Beginning with the line where "Armory format: Pre-check" appears, retype every remaining line of the data below, both the first and last included.

Collected data:
== Segment start ==
PR #5424, opened 2024-01-12
Armory format: Pre-check for cracks within parallel section

solardiz:
This is a controversial change for a slow format like this, but OTOH I don't want my decision not to make this format salt-only (where we'd have to check for cracks in `crypt_all`) to have any obvious performance cost, whereas the number of comparisons per `crypt_all` can be significant when there are many threads and SIMD vectors are wide (e.g., `192*8` in my recent test means 1536 comparisons, which when done sequentially out of `crypt_all` can have a measurable cost).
== Segment end ==
Solved problem:
Armory format: Pre-check for cracks within parallel section

solardiz:
This is a controversial change for a slow format like this, but OTOH I don't want my decision not to make this format salt-only (where we'd have to check for cracks in `crypt_all`) to have any obvious performance cost, whereas the number of comparisons per `crypt_all` can be significant when there are many threads and SIMD vectors are wide (e.g., `192*8` in my recent test means 1536 comparisons, which when done sequentially out of `crypt_all` can have a measurable cost).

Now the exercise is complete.